Key ablation findings: - Naively appending attribute information to text at test time severely degrades performance (FID: 0.245→0.957), as the model has never encountered this format during training. - The decoupling term \(\mathcal{L}_{entropy}\) has the largest impact on FID (0.089→0.489), validating the central role of causal decoupling.

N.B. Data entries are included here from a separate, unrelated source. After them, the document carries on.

PR #3915, opened 2026-09-08
fix(sdk): add MariaDB 11 dump backup support

### LINKED ISSUE #3766: Backups.withMysqlDump is inoperative against MariaDB >= 11 images: the mysql* binaries no longer exist
## Summary

`sdk.Backups.withMysqlDump({ engine: 'mariadb' })` cannot back up or restore a package that uses a current MariaDB image. It shells out to five `mysql*`-named binaries, and MariaDB 11.x ships none of them. The backup fails, and — this is the bad part — **it fails as a skipped package rather than a hard error**: the run reports success and the package is silently absent from the archive.

## Evidence

Measured inside the running `mariadb:11.8.8` container of a package on StartOS 0.4.0:

```
mysqld               MISSING          mariadbd             /usr/sbin/mariadbd
mysqladmin           MISSING          mariadb-admin        /usr/bin/mariadb-admin
mysqldump            MISSING          mariadb-dump         /usr/bin/mariadb-dump
mysql                MISSING          mariadb              /usr/bin/mariadb
mysql_install_db     MISSING          mariadb-install-db   /usr/bin/mariadb-install-db
```

MariaDB dropped the `mysql*` compatibility symlinks; only the `mariadb*` names remain.

`shared-libs`-side, `lib/backup/Backups.js` hardcodes the missing names in both directions:

- `startMysql()` → `mysqld --user=mysql --datadir=... --bind-address=127.0.0.1` (fire-and-forget, its rejection goes to `.catch(console.error)`)
- default `readyCmd` → `mysqladmin ping -u <user> -p<pw> --silent`
- dump → `mysqldump ...`
- `setPostRestore` → `mysql_install_db`, then `mysqladmin ping`, then `mysql -u root -e <grants>`

Because `startMysql` never awaits, the missing binary surfaces only as the ready loop timing out:

```
Error: MySQL/MariaDB failed to become ready within 30 seconds
```

and the resulting archive contains `"packageBackups": {}` while `backup create` exits 0.

## Impact

Any package pinning MariaDB 11.x and following the [Run a MySQL/MariaDB Sidecar](https://docs.start9.com/packaging/recipe-mysql.html) recipe gets a backup that appears to succeed and contains nothing. For an accounting or bookkeeping package that is the worst possible failure mode — the user believes their ledger is backed up.

Found while packaging ERPNext (Start9Labs/erpnext-startos#1), which pins `mariadb:11.8.8` because that is what upstream `frappe_docker` uses.

## Suggested fix

1. Resolve the binary name at runtime rather than hardcoding — prefer `mariadbd`/`mariadb-admin`/`mariadb-dump`/`mariadb`/`mariadb-install-db` when `engine === 'mariadb'`, falling back to the `mysql*` names for older images (or probe with `command -v`).
2. **`await`/surface the server-start failure.** A missing binary should fail loudly and immediately, not as a 30-second readiness timeout.
3. Make a failed package backup fail the run, or at minimum report the package as failed — silently omitting it from `packageBackups` while exiting 0 is the dangerous part, independent of this bug.

Happy to open a PR for (1) and (2) if that is useful.

MattDHill:
Closes #3766.

## What

`Backups.withMariadbDump(...)` now owns MariaDB logical backup and restore through a dedicated `MariadbDumpConfig`. It runs MariaDB's native `mariadbd`, `mariadb-admin`, `mariadb-dump`, `mariadb`, and `mariadb-install-db` tools, tracks the server process, and stores a compressed dump.

`Backups.withMysqlDump(...)` remains a separate MySQL implementation using `mysqld --daemonize`, `mysqladmin`, `mysqldump`, `mysql`, and `mysqld --initialize-insecure`. The two builders keep independent startup, readiness, shutdown, initialization, option, and dump-format logic. They share only the SQL escaping/grant and parameter-bound import primitives that behave identically in both clients.

The 3.0 migration is explicit:

- MySQL callers keep `withMysqlDump`; `engine: 'mysql'` is accepted but optional for source compatibility.
- MariaDB callers switch to `withMariadbDump`, remove `engine: 'mariadb'`, and rename `mysqldOptions` to `mariadbdOptions`.

The retained MySQL discriminator rejects a legacy MariaDB config passed to `withMysqlDump`. MariaDB configs reject the stale MySQL option name instead of dropping those startup options.

The `backup` package namespace also exposes `backup.Backups` and `backup.mountBackupTarget`.

## MariaDB behavior

- Backup dumps with `mariadb-dump` as the configured user, compresses the dump, and copies it to the backup target.
- Restore clears the data directory, initializes it with `mariadb-install-db`, creates the database and accounts, and replays the dump.
- Server exit is tracked around readiness probes; shutdown uses bounded SIGTERM and SIGKILL waits.
- SQL literals, identifiers, and grant patterns are escaped; database operands are bound with `--database`; dump/import client authentication uses `MYSQL_PWD` rather than client `-p` arguments.

## Scope

This PR fixes #3766 and keeps each database engine's lifecycle local to its own builder. Broader lifecycle hardening remains collected in #3917; #3918 proposes moving dump/import work under the service's supervised daemon lifecycle.

## Fleet

The current consumers are Ghost on MySQL and RomM/Dojo on MariaDB. Their 2.0.9 source remains valid for the released SDK and will use the migration above when adopting SDK 3.0.

## Verification

- `make check`
- `make test` — 122 tests
- `make check-fmt`
- `make bundle`
- Five-book docs build
- External public-surface typecheck for both builders and both 2.x migration guards
- Docker round trip against MariaDB 11.8.9
- MySQL 8.4.10 and MariaDB 11.8.9 parser checks for a leading-hyphen database operand

The full StartOS LXC/FUSE lifecycle was not run end to end.


helix-nine (changes requested):
Reviewed `git diff origin/master...HEAD` (`f7dcde71` → `0d35a70e`) with a high-effort parallel pass.

## Findings

1. `projects/start-sdk/lib/backup/Backups.ts:86-92` — **[CONFIRMED] SQL identifiers and literals are interpolated without escaping.** A database containing a backtick, or a password/user/host containing `'`, breaks restore; crafted values can append statements executed as database root. The new `rootPassword` and `userHost` inputs expand this existing hazard.

2. `projects/start-sdk/lib/backup/Backups.ts:605,792` — **[CONFIRMED] Both restore paths construct an unquoted root shell command.** A valid database such as `my db` reads the wrong path and fails. Shell metacharacters in the database, or a quote in the MySQL root password, can inject commands as container root.

3. `projects/start-sdk/lib/backup/Backups.ts:695-701` — **[CONFIRMED] MariaDB shutdown can wait forever after an unchecked signal failure.** Both `pkill` results are discarded, and the final `await running` has no bound. An image without `pkill`, or another failed signal attempt, leaves backup/restore hung indefinitely. The same block reduces the former graceful-shutdown allowance from about 120 seconds to 60, so a 61–120 second flush is now SIGKILLed.

4. `projects/start-sdk/lib/backup/Backups.ts:407-411,795-810` — **[CONFIRMED] Zero tables does not prove that a MariaDB import failed.** A legitimate empty database dumps and imports successfully, then the new count check rejects it. The shared JSDoc also promises this invalid invariant for both engines even though MySQL performs no such check.

5. `projects/start-sdk/lib/backup/Backups.ts:682-693` — **[CONFIRMED] `readyTimeout` counts probes rather than bounding elapsed time.** Each probe inherits `SubContainer.exec`'s 30-second timeout, so the documented 30-second timeout can take about 15½ minutes. The same duplicated defect remains in the PostgreSQL and MySQL loops at lines 289–300 and 456–464.

6. `projects/start-sdk/lib/backup/Backups.ts:625,746-748` — **[PLAUSIBLE] Defaulting `rootPassword` to a lazy `password` supplier evaluates that supplier twice.** A stateful supplier can return two secrets, assigning different application and root passwords despite the documented default. Reusing the first resolved value when `rootPassword` is omitted avoids that ambiguity.

7. `projects/start-sdk/docs/src/recipe-mysql.md:7` — **[CONFIRMED] The image prerequisite claim omits required utilities and incorrectly requires gzip for MySQL.** The MariaDB path additionally relies on `mkdir`, `chown`, `cp`, `find`, `sh`, `gunzip`, and `pkill`; MySQL relies on shell/core utilities but never invokes gzip. A custom/minimal image satisfying the stated requirement can therefore hang or fail.

8. `projects/start-sdk/CHANGELOG.md:133-134` — **[CONFIRMED] The changelog names an ambiguous API surface and describes prior absence.** The built SDK facade has `sdk.Backups`, not `sdk.backup`. The package namespace is `import { backup } from '@start9labs/start-sdk'`, exposing `backup.Backups` and `backup.mountBackupTarget`. State that positive public behavior rather than saying the namespace “was empty.”

9. `projects/start-sdk/lib/backup/Backups.ts:428-454,618-643` — **[CONFIRMED] Engine dispatch duplicates config normalization and mount construction.** Both branches use the same config type and immutable mount builder; normalizing once before dispatch removes a drift point while leaving engine-specific commands separate.

## Comment pass

- `Backups.ts:63` — `/** Root password assigned during restore (default: the application user's password). */`
- `Backups.ts:65` — `/** Host pattern assigned to the restored user (default: 'localhost'). */`
- `Backups.ts:67` — `/** Database engine used to initialize and run the restored data directory. */`
- `Backups.ts:407-416` — keep the durable restore contract, but move the official-image entrypoint/healthcheck/`MARIADB_AUTO_UPGRADE` guidance to the recipe; it is third-party operational detail rather than timeless API documentation.
- `Backups.ts:648` and `765-766` — delete; these restate the helper flow or duplicate the staging comment.
- `Backups.ts:756` — state the retry invariant directly rather than arguing from what StartOS does not do.

## Verification

- `make test` — 119 tests passed
- `make check` — passed
- `make check-fmt` — passed
- `npx prettier CHANGELOG.md docs/src/recipe-mysql.md --check` — passed
- GitHub checks are green at `0d35a70e`.

helix-nine (changes requested):
Re-reviewed the full PR at `2f855dde8` with a parallel high-effort pass, including the remediation delta from `0d35a70e`.

The amendment closes the ordinary SQL quoting, shell splitting, unbounded shutdown, empty-database, duplicate-password-resolution, export wording, and normalization findings. These issues remain:

1. `projects/start-sdk/lib/backup/Backups.ts:130-138,619-628,791-800,856-860` — **[CONFIRMED] Database operands beginning with `-` remain client options.** A valid database named `--help` makes the dump/import clients display help and exit 0, allowing an empty backup or no-op restore to appear successful. Insert a standalone `--` before each database operand.

2. `projects/start-sdk/lib/backup/Backups.ts:104-105` — **[CONFIRMED] The database target in `GRANT` is a wildcard pattern, but existing backslashes are not escaped before `_` and `%`.** A database `a\b` grants `ab`; `a\_b` leaves `_` active as a wildcard and can grant access to unintended databases. Escape existing backslashes before the wildcard characters.

3. `projects/start-sdk/lib/backup/Backups.ts:368-380,539-547,750-761` and `projects/start-sdk/CHANGELOG.md:128-131` — **[CONFIRMED] `readyTimeout` still does not bound elapsed readiness time.** Each probe can consume `SubContainer.exec`'s 30-second default and then sleep beyond the deadline; a one-second budget can take about 31 seconds or accept late success. PostgreSQL also starts its deadline after `pg_ctl` has already waited. Use one budget, pass the remaining time to each operation, cap sleeps, and include startup in the budget.

4. `projects/start-sdk/lib/backup/Backups.ts:763-769` — **[CONFIRMED] The SIGKILL fallback treats a no-match `pkill` as fatal.** If MariaDB exits after the 120-second race resolves but before `pkill` scans, `pkill` returns 1 and `execFail` turns a successful graceful shutdown into a failed backup/restore. Tolerate no-match and determine failure from the final bounded settlement check.

5. `projects/start-sdk/lib/backup/Backups.ts:487-502` and `projects/start-sdk/docs/src/recipe-mysql.md:7` — **[CONFIRMED] The public image-compatibility contract is still broader than the implementation.** Both paths require a `mysql` user/group and system utilities; MariaDB restore directly invokes `gunzip`, which the recipe omits. A binary-only custom image satisfying the current JSDoc can fail at ownership, startup, or decompression. The changelog's “official or not” should likewise be scoped to conventionally packaged images.

6. `projects/start-sdk/lib/backup/Backups.ts:26,70-71` — **[CONFIRMED] `LazyPassword` documentation still says callbacks resolve only during restore.** Both MySQL and MariaDB pre-backup hooks invoke the callback, so callback errors or side effects occur during backups too.

### Comment pass

- `Backups.ts:840` names the wrong MariaDB root-auth mechanism: fresh initialization uses local `unix_socket` authentication with an invalid native password, not an ordinary passwordless root account.
- Delete mechanical narration at `Backups.ts:19`, `130`, and `716`.
- `Backups.ts:564-569` includes an impossible non-daemonized MySQL branch; retain only the surprising zombie-is-stopped invariant.
- Reduce `Backups.ts:823` to the failed-restore retry invariant.
- Compress `StartSdk.ts:899-903` to the public behavior rather than builder/chaining instructions.

### Verification at `2f855dde8`

- `make test` — 119/119 passed
- `make check` — passed
- `make check-fmt` — passed
- changed-doc Prettier check — passed
- scratch-built and linked SDK consumer typecheck — passed for both `backup.Backups.withMysqlDump(...)` and `sdk.Backups.withMysqlDump(...)`
- GitHub checks are green except `Run Automated Tests`, which is still pending.

helix-nine (changes requested):
Re-reviewed the full PR at `8ed46ddb5` and the amendment from `2f855dde8` with parallel angle and verification passes.

The option terminators, GRANT backslash escaping, SIGKILL no-match handling, image prerequisites, lazy-password timing, and prior comment findings are substantially fixed. These issues remain:

1. `projects/start-sdk/lib/backup/Backups.ts:25-35,368-394,553-569,734-764` and `CHANGELOG.md:131-132` — **[CONFIRMED] `readyTimeout` is still not a strict shared startup/probe deadline.** `pollUntil` always starts a probe and accepts success after expiry. PostgreSQL rounds milliseconds up for `pg_ctl -t` while disabling the outer timeout, permitting up to 999 ms beyond budget. Check remaining time before and after each probe, and bound `pg_ctl` with the exact remaining outer timeout.

2. `projects/start-sdk/lib/backup/Backups.ts:67-69,93-94,164-165` — **[CONFIRMED] `readyTimeout` accepts values Node cannot use as the documented budget.** `0`, negatives, `NaN`, `Infinity`, and values above `2^31-1` become one-millisecond timers, immediate termination, or—in MariaDB's `Infinity` case—an indefinitely polling hook. Reject non-finite, non-positive, and out-of-range values before starting.

3. `projects/start-sdk/lib/backup/Backups.ts:79-86,109-138` — **[CONFIRMED] `root@localhost` can be configured with two conflicting passwords.** When `user === 'root'` and `userHost === 'localhost'`, `CREATE USER IF NOT EXISTS` leaves the initialized root account unchanged and `ALTER USER` applies `rootPassword`. A distinct or null `rootPassword` lets restore succeed while the application later authenticates with `password` and fails. The omitted/default case used by Ghost is safe. Reject conflicting resolved credentials or explicitly define and implement which value wins.

4. `projects/start-sdk/lib/backup/Backups.ts:550-698` — **[CONFIRMED] MySQL still stops gracefully only on the success path.** Readiness, dump, copy, grant, or import failure skips `stopMysql`; temporary-container teardown then kills daemonized `mysqld` through namespace teardown, leaving the persistent mounted database requiring crash recovery. This predates the PR but is in the touched hook; wrap startup/work in the same `try/finally` lifecycle now used by MariaDB.

5. `projects/start-sdk/lib/backup/Backups.ts:758-769` — **[CONFIRMED, low severity] A MariaDB exit during the final readiness probe is reported as a generic timeout.** The actual exit code/stderr is captured but never rechecked after `pollUntil` returns. Recheck `exited` before throwing the timeout.

6. `projects/start-sdk/lib/backup/Backups.ts:499-515` — **[CONFIRMED] The public JSDoc remains partly inaccurate.** It says root's configured password is always created although `rootPassword` may be null, and says staging needs one copy although MariaDB restore holds compressed and uncompressed forms concurrently. Keep the API gloss concise and leave the operational walkthrough in the recipe.

7. `projects/start-sdk/docs/src/recipe-mysql.md:13` — **[CONFIRMED] Mempool no longer demonstrates `withMysqlDump`.** Its current backup uses `Backups.ofVolumes`; link the active MariaDB consumer at `Start9-Community/romm-startos/startos/backups.ts` instead.

8. `projects/start-sdk/docs/src/recipe-mysql.md:7` and `projects/start-sdk/CHANGELOG.md:128-132` — **[CONFIRMED] New prose violates the repository's positive, timeless-copy rule.** Replace “Neither engine needs…” / “has no…” with positive requirements and instructions; replace “current” / “new” with the concrete MariaDB 11 compatibility and added fields.

### Comment pass

- `Backups.ts:25` currently promises deadline termination that the implementation does not enforce.
- `Backups.ts:89` must say `MYSQL_PWD` is supplied only when the password is non-null.
- Delete mechanical narration at `Backups.ts:101`, `671`, and `687-688`.
- Tighten the external-invariant comments at `Backups.ts:111`, `115`, and the zombie predicate at `577-578`.
- `Backups.ts:831` should state that `mariadb-install-db` requires an empty data directory; successful restore rsyncs can also populate it, so “only failed restore” is false.
- `Backups.ts:848` can state directly that the initialized root account authenticates over the local socket.

### Verification at `8ed46ddb5`

- `make test` — 119/119 passed
- `make check`, `make check-fmt`, `make bundle` — passed
- Prettier on all changed files — passed
- linked-consumer typecheck for both backup API surfaces — passed
- complete docs-site build — passed
- GitHub checks are still running; no failures are reported.

helix-nine (changes requested):
Assessed the full PR at `c11485b64` and the delta from `8ed46ddb5` with parallel angle and verification passes.

The prior strict-deadline flow, ordinary timeout validation, MySQL `finally`, MariaDB exit recheck, RomM example, and positive recipe/changelog edits are mostly addressed. These issues remain:

1. `projects/start-sdk/lib/backup/Backups.ts:122-153` — **[CONFIRMED] `CREATE USER IF NOT EXISTS` does not establish configured credentials for initializer-created accounts.** The root conflict check covers only `root@localhost`: with `user: 'root'`, `userHost: '%'`, and distinct passwords, the helper's next socket-based backup authenticates to `root@localhost` using `password`, but that account was assigned `rootPassword`. MariaDB also precreates `mysql@localhost`; choosing that user leaves its socket authentication unchanged, so the configured password never works. Explicitly alter the configured account, with root-specific handling based on the account used by local clients.

2. `projects/start-sdk/lib/backup/Backups.ts:419-432` — **[CONFIRMED] PostgreSQL error-path shutdown discards stop failure.** If `pg_ctl stop` fails after readiness, dump, copy, or restore fails, temporary-container teardown can kill PostgreSQL while it still uses the persistent volume. Preserve the primary operation error, but verify orderly shutdown or retain both failures.

3. `projects/start-sdk/lib/backup/Backups.ts:101-102,590-630` — **[CONFIRMED] `mysqldOptions` can override the PID file that shutdown assumes.** A caller-supplied `--pid-file` wins because custom options are last; `stopMysql` reads only `/var/run/mysqld/mysqld.pid`, treats the missing PID as successful shutdown, and teardown kills mysqld abruptly. Make SDK-owned lifecycle options take precedence or reserve the PID-file option.

4. `projects/start-sdk/lib/backup/Backups.ts:782-825` — **[CONFIRMED] MariaDB lifecycle errors are not preserved.** An exit during a blocking readiness probe is delayed until that probe returns, and a shutdown error thrown from `finally` replaces the original dump/import/startup error. Preserve the primary error (or aggregate both) and race readiness against process settlement if immediate exit reporting is promised.

5. `projects/start-sdk/lib/backup/Backups.ts:65-66,355-361,445-489` — **[CONFIRMED] PostgreSQL database names remain unsafe as filesystem components.** Valid names such as `tenant/acme` target missing directories; `../escape` leaves the intended `/tmp` and `/backup-target` paths, causing failed or misplaced backups. Use fixed staging names and an encoded or validated persisted filename.

6. `projects/start-sdk/lib/backup/Backups.ts:166-226,698-709,885-890` — **[CONFIRMED] `datadir` may overlap the reserved `/backup-target` mount.** The later read-only backup mount can hide the database mount, making recursive restore cleanup target the backup tree and fail deterministically. Canonicalize and reject equal, ancestor, or descendant overlap; no backup erasure path was confirmed.

7. `projects/start-sdk/lib/backup/Backups.ts:25-32,75,103` — **[CONFIRMED] Timeout validation still accepts values below the documented 1 ms minimum.** `0.5` passes, then Node clamps its timers to 1 ms while PostgreSQL rounds its internal timeout to one second. Reject `ms < 1`.

8. `projects/start-sdk/lib/backup/Backups.ts:34-43` — **[CONFIRMED, modest] The elapsed budget uses adjustable wall time.** A late StartOS clock step can expire startup early or extend it beyond `readyTimeout`; use a monotonic clock for elapsed-time accounting.

9. `projects/start-sdk/ARCHITECTURE.md:315-327`, `Backups.ts:93,537-551`, `CHANGELOG.md:128-136`, and the PR body — **[CONFIRMED] Public documentation and PR metadata remain out of sync.** Architecture omits the new `backup` namespace; `rootPassword` defaults to the resolved application-user password, not literal `password`; the PR body still claims arbitrary binary-bearing images, immediate exit detection, signal-command failure semantics, a nonexistent `sdk.backup` facade property, and says `userHost` is resolved. The public JSDoc remains an implementation walkthrough with the overbroad “official or not” claim.

### Comment pass

- Delete private-helper narration at `Backups.ts:34` and `114`.
- Reduce `Backups.ts:47,75,89-103` to the non-obvious lifecycle/default/range contracts.
- Replace the implementation and rejected-alternative walkthroughs at `Backups.ts:324-336` and `537-551` with concise logical-dump contracts.
- Keep the backup-fs hazard local and concise at `Backups.ts:356-360` and `579-581`; remove the outward duplicate at `483-484`.
- Keep the accurate external invariants at `Backups.ts:127,613,705,886,903`.

### Verification at `c11485b64`

- `make test` — 119/119 passed
- `make check`, `make check-fmt`, `make bundle` — passed
- Prettier on all changed files — passed
- linked-consumer typecheck for both backup API surfaces — passed
- complete five-book docs build — passed
- all GitHub checks — passed

helix-nine (changes requested):
The narrower scope is coherent, and #3917/#3918 adequately separate the broader lifecycle work. The MariaDB 11 path itself passed an independent Docker round trip on 11.8.9. One regression introduced by this PR still blocks approval:

1. `projects/start-sdk/lib/backup/Backups.ts:110-116,623` — **[CONFIRMED] Oracle MySQL does not accept `--` as an option terminator before the `mysql` client's database operand.** An executable check against `mysql:8.4.10` created the valid database `` `--help` ``: the patched `mysqldump ... -- --help` succeeded, but the exact restore command `mysql -u root -- --help` failed with `unknown option '--help'` (exit 2), leaving the database empty. MariaDB accepts the current form, so this escaped the MariaDB round trip. Bind the operand instead, e.g. `mysql -u root --database="$1" < "$2"`; the same form is supported by `mariadb`.

Please add focused coverage for the import argv on both engine clients if practical. All 119 existing tests remain green with this regression.

Two metadata/docs corrections can ride the same amendment:

- The PR body and commit say passwords travel through `MYSQL_PWD` rather than command-line arguments, but restore still passes `mysqlGrantSql(...)`, including the password, via `-e`. `SubContainer.exec` also serializes env overrides into the transient `start-container` argv. Narrow this to the behavior actually changed: dump/import client authentication no longer uses client `-p` arguments.
- The body/commit say both readiness loops bound elapsed time while strict deadline handling is explicitly deferred to #3917; remove that claim. `ARCHITECTURE.md:323` also says “Three builder patterns” above four bullets.

Verification at `01229abfa`: `make test` (119), `make check`, `make check-fmt`, `make bundle`, linked-consumer typechecking, six-file Prettier, and the five-book docs build all pass. GitHub checks are green.

helix-nine (dismissed):
Reviewed the exact final delta with:

`git diff 01229abfad235f467b97661e154d0b389c6311ff..134df443df6aae3c015c223e2dfa3c255625c1a4`

A high-effort angle fan-out plus independent candidate verification found no remaining correctness issues. The production command now binds the database as `--database="$1"`; both restore paths exercise the shared helper, and the form has been reproduced against MySQL 8.4.10 and MariaDB 11.8.8. The architecture correction is accurate. Comment pass was clean.

One nonblocking cleanup observation: `projects/start-sdk/lib/test/backup.mysql.test.ts:89-90` asserts `mountBackupTarget`'s `execFile`/`mkdir` internals even though the focused test already proves it reached the import command. Those assertions and their lines 1-2 imports can be removed later to avoid coupling this regression test to a behavior-preserving mount refactor; they do not weaken or block this change.

Verification is green: 121 tests, typecheck, formatting, bundle, five-book docs build, both client reproductions, and all GitHub checks.

dr-bonez (changes requested):
NACK. doesn't look like mariadb and mysql share enough to justify using a single helper for both

helix-nine (dismissed):
Split in `f9a562861` after @dr-bonez's request. MariaDB now has its own public `withMariadbDump` builder and `MariadbDumpConfig`; MySQL keeps `withMysqlDump`, and each owns its lifecycle, tools, options, and dump format. The 3.0 migration, API docs, architecture notes, and tests now cover both separately. Legacy extracted configs are rejected rather than silently selecting MySQL or dropping MariaDB options.

Rebased onto current `master` and re-reviewed the exact final diff with a high-effort angle/verification pass; no findings survived. Verification: `make check`, 121 tests, `make check-fmt`, `make bundle`, five-book docs build, external public-API typecheck, and `git diff --check`.

dr-bonez (approved):

PR #3916, opened 2026-09-08
fix(web): skip zod's eval probe under the ui csp

MattDHill:
## Summary

Loading the StartOS UI, setup wizard, or StartTunnel UI logs a Content-Security-Policy violation in the browser console:

```
Content-Security-Policy: The page's settings blocked a JavaScript eval (script-src) from being executed because it violates the following directive: "script-src 'self'" (Missing 'unsafe-eval') main-4HUHR7JK.js:40:28063
```

The source is Zod 4.4.3's `allowsEval` probe (`try { new Function("") } catch {}`), run when the first object schema is built to decide whether to JIT-compile object parsers. Under `script-src 'self'`, the constructor throws, Zod catches it and uses its interpreted parser, and the browser still reports the rejected eval. Nothing is functionally broken, and the CSP stays as it is.

Calling `config({ jitless: true })` through Zod's public `zod/v4/core` entry skips the probe. Each affected app imports a local `zod-config.ts` from its polyfills entry, which Angular loads before the application bundle. Zod stores the setting on `globalThis`, so it reaches the Zod copies in the separately-built polyfill and application bundles. The obsolete later calls in the StartOS UI and StartTunnel application configs are removed.

StartTunnel's new polyfill path is extensionless so Angular continues to classify the app as zoneless and preserves native async functions. The WRT UI does not import start-core and needs no configuration.

The initial implementation imported the configuration first from each `main.ts`, but production-bundle interception showed that Angular still ordered Zod schema construction ahead of the call in the StartOS UI and StartTunnel bundles. Moving the configuration into the earlier polyfill phase reduced all three bundles to zero trapped `Function` calls.

## Verification

- `npm run check:ui`
- `npm run check:setup`
- `npm run check:tunnel`
- `npm run build:ui`
- `npm run build:setup`
- `npm run build:tunnel`
- Executed each generated polyfill followed by its application bundle with the `Function` constructor trapped: zero calls in all three apps
- Confirmed StartTunnel's generated bundle retains native async functions
- Prettier and `git diff --check`

### DIFF
--- a/angular.json
+++ b/angular.json
@@ -248,7 +248,7 @@
             },
             "index": "projects/start-tunnel/web/src/index.html",
             "browser": "projects/start-tunnel/web/src/main.ts",
-            "polyfills": [],
+            "polyfills": ["./projects/start-tunnel/web/src/polyfills"],
             "optimization": {
               "scripts": true,
               "fonts": true,
--- a/projects/start-os/web/setup-wizard/src/main.ts
+++ b/projects/start-os/web/setup-wizard/src/main.ts
@@ -1,3 +1,6 @@
+// Keep first: Zod must be configured before any schema is built.
+import './zod-config'
+
 import { enableProdMode } from '@angular/core'
 import { bootstrapApplication } from '@angular/platform-browser'
 import { AppComponent } from 'src/app/app.component'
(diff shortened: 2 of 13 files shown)


helix-nine (approved):
Reviewed `origin/master...ff5d65eff`. No actionable findings remain after the production-bundle ordering fix. All three apps configure Zod before their application bundles, StartTunnel remains zoneless, and the typechecks and production builds pass.

dr-bonez (approved):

Attribute Control Verification

Attribute Group MoMask Acc AttrMoGen Acc Note
Gender male 0.747 0.992 Extremely high control accuracy
Gender female 0.546 0.985 Extremely high control accuracy
Age 5–18 0.314 0.422 Age control is more difficult
Age 60–88 0.556 0.787 High discriminability for elderly group

Key Findings

  1. Attribute information is decisive for motion quality: A 63.7% FID reduction demonstrates the substantial value of attribute-awareness.
  2. Direct concatenation of attribute text is not an effective strategy: Explicit decoupling mechanisms are required rather than simple text-level fusion.
  3. Causal decoupling is the core contribution: Ablation of \(\mathcal{L}_{entropy}\) shows that the decoupling term contributes most to performance.
  4. Counterfactual alignment is effective: The bottleneck loss enforces attribute invariance in semantic embeddings via counterfactual motions.
  5. Gender control accuracy exceeds 98%, whereas age control is comparatively more difficult, as the influence of age on motion patterns is more subtle.

Highlights & Insights

  • Pioneering integration of human attributes into text-driven motion generation, filling a significant gap in the field.
  • Elegant application of causal modeling: The SCM framework formally characterizes action semantics and attributes as causal and non-causal factors respectively—theoretically principled and practically effective.
  • Clever use of counterfactual motion generation: The decoder itself is leveraged to synthesize "same semantics, different attributes" counterfactual samples to supervise training.
  • HumanAttr dataset constitutes an important community contribution (640 subjects, age range 5–88).
  • A fundamental distinction from style-based motion generation: style reflects subjective intent (proud/depressed), whereas attributes are objective biomechanical characteristics.

Limitations & Future Work

  • Attribute labels are discretized (4 age groups / 2 gender categories), discarding continuous attribute information.
  • Age distribution in HumanAttr is imbalanced (young adults dominate), with limited data for extreme age groups (5–18, 60–88).
  • Only age and gender are employed as attributes; weight and height, though annotated, are not utilized in the main experiments.
  • The surrogate attribute classifier may introduce additional bias.
  • Motion representation is restricted to SMPL parameterization, without modeling fine-grained hand motion.
  • Relationship to MoMask: AttrMoGen augments the MoMask architecture with an attribute decoupling layer.
  • A comparative experiment replacing style labels with attribute labels in style-based methods (GenMoStyle) confirms the necessity of dedicated decoupling over style transfer approaches.
  • The Causal Information Bottleneck (CIB) has been applied to image debiasing and fairness learning; this work represents its first introduction into motion generation.
  • The framework holds direct value for virtual human and digital twin applications, where different characters must exhibit motion patterns consistent with their respective attributes.

Rating

  • Novelty: ⭐⭐⭐⭐⭐ — First systematic incorporation of human attributes into motion generation; the SCM-based decoupling framework is elegantly designed.
  • Experimental Thoroughness: ⭐⭐⭐⭐ — Comprehensive ablation and attribute group experiments; the new dataset is well-constructed.
  • Writing Quality: ⭐⭐⭐⭐ — Problem formulation is clear; causal modeling is rigorously presented.
  • Value: ⭐⭐⭐⭐⭐ — Dual contributions of dataset and method; significant long-term impact.